We operate in highly competitive markets and may be adversely affected by this competition.

The markets for our information, software, services and news are highly competitive and are subject to rapid technological changes and evolving customer demands and needs. As the competitive landscape changes, our customers increasingly look to us to help them conduct research more efficiently, automate repeatable professional tasks and manage their businesses more efficiently by combining information, technology and human expertise to provide trusted answers.

 

·   

Many of our principal competitors are established companies and firms that have substantial financial resources, recognized brands, technological expertise and market experience and these competitors sometimes have more established positions in certain product segments and geographic regions than we do. Some firms which compete with us have traditionally been our customers as well as go-to-market partners. Some larger companies that compete with us, such as enterprise resource planning (ERPs) companies, have large installed customer bases.

 

·   

We also compete with smaller and sometimes newer companies, some of which seek to differentiate themselves from the breadth of our offerings by being specialized, with a narrower focus than our company. As a result, they may be able to adopt new or emerging technologies, including AI and analytic capabilities, or address customer requirements more quickly than we can. New and emerging technologies can also have the impact of allowing start-up companies to enter the market more quickly than they would have been able to in the past.

 

·   

In recent years, more public sources of free or relatively inexpensive information have become available (particularly online) and this trend is expected to continue. Some governmental and regulatory agencies have increased the amount of information they make publicly available at no cost.

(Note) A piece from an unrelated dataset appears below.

Issue #3625, opened 2021-11-29
Conflicting declarations for "name" property in 3.0.0-beta04


sproctor:
**Summary**
If you have a GraphQL type with a column named "name", Apollo generates an enum class with a property "name" that conflict with the "name" from Kotlin's enum class.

Several companies and organizations have made certain legal and tax information publicly available at no cost. “Open source” software that is available for free may also provide some functionality similar to that in some of our products.

 

·   

We may also face increased competition from search providers that could pose a threat to some of our businesses by providing more in-depth offerings, adapting their products and services to meet the demands of their customers or combining with one of their traditional competitors to enhance their products and services.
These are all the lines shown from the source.